== REQUIRED WORK ==
In the listing below, the answer starts at the line that has "georgehrke: Hm, I" and stops after the line that has "Imho it would"; please repeat that part exactly and nothing more.

== SUPPLIED INFORMATION ==

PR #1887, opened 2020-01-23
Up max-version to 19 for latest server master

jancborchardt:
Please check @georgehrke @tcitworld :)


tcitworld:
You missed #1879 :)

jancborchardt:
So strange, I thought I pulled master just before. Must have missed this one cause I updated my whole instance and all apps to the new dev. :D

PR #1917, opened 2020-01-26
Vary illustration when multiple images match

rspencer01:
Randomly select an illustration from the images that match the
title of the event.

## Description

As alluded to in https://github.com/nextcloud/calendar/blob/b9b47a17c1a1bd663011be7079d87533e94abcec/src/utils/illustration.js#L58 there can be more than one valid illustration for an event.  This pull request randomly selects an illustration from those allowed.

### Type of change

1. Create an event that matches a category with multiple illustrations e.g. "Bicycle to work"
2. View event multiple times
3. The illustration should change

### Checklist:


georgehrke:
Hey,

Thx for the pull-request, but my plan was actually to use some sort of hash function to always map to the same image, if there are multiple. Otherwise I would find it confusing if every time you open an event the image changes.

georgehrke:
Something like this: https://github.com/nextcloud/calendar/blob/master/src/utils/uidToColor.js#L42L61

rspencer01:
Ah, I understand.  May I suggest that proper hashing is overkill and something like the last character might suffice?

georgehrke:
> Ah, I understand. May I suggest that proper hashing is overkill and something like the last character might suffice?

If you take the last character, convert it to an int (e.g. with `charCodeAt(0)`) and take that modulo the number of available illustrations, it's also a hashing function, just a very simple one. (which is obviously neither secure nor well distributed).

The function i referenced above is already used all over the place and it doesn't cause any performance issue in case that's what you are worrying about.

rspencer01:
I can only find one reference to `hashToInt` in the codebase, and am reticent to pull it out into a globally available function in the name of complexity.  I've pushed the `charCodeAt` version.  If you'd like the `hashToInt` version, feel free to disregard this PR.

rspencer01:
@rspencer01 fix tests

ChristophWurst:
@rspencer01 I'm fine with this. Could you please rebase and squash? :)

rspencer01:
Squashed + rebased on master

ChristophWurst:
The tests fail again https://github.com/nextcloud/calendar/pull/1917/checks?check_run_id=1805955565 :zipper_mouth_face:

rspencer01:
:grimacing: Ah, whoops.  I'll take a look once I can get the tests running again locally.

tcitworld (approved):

* * *

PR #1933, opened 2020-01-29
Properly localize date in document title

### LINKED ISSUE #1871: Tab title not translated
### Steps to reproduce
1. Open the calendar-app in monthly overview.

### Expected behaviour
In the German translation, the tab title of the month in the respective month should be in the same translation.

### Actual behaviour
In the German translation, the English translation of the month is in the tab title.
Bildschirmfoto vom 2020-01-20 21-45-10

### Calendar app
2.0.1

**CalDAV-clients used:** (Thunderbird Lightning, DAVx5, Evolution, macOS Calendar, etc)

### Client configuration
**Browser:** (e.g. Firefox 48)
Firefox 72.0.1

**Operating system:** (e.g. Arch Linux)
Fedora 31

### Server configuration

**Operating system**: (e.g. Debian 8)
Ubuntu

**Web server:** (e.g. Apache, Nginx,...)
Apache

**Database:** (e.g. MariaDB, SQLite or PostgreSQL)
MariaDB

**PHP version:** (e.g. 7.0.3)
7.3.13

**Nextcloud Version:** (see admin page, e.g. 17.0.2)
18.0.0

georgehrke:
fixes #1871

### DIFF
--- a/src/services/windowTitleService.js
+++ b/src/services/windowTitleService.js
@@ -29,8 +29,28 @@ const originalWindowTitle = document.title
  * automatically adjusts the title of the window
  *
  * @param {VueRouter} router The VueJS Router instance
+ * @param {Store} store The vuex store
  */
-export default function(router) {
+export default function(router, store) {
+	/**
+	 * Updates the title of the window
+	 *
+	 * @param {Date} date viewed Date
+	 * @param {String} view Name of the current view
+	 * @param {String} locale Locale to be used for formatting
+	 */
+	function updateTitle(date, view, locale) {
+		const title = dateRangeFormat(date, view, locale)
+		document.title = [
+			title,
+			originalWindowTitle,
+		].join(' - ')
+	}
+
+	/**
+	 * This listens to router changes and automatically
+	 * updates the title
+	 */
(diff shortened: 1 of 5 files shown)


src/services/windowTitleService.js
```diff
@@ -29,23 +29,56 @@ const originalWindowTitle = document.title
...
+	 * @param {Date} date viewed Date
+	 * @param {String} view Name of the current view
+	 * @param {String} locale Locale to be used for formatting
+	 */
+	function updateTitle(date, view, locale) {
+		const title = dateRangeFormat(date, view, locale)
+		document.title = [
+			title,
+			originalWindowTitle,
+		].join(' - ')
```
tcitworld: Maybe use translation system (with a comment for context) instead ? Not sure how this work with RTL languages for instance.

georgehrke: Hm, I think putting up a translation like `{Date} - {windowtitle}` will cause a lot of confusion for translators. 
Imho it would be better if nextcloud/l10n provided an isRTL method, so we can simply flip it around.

== ANSWER TO THIS PROBLEM ==
georgehrke: Hm, I think putting up a translation like `{Date} - {windowtitle}` will cause a lot of confusion for translators. 
Imho it would be better if nextcloud/l10n provided an isRTL method, so we can simply flip it around.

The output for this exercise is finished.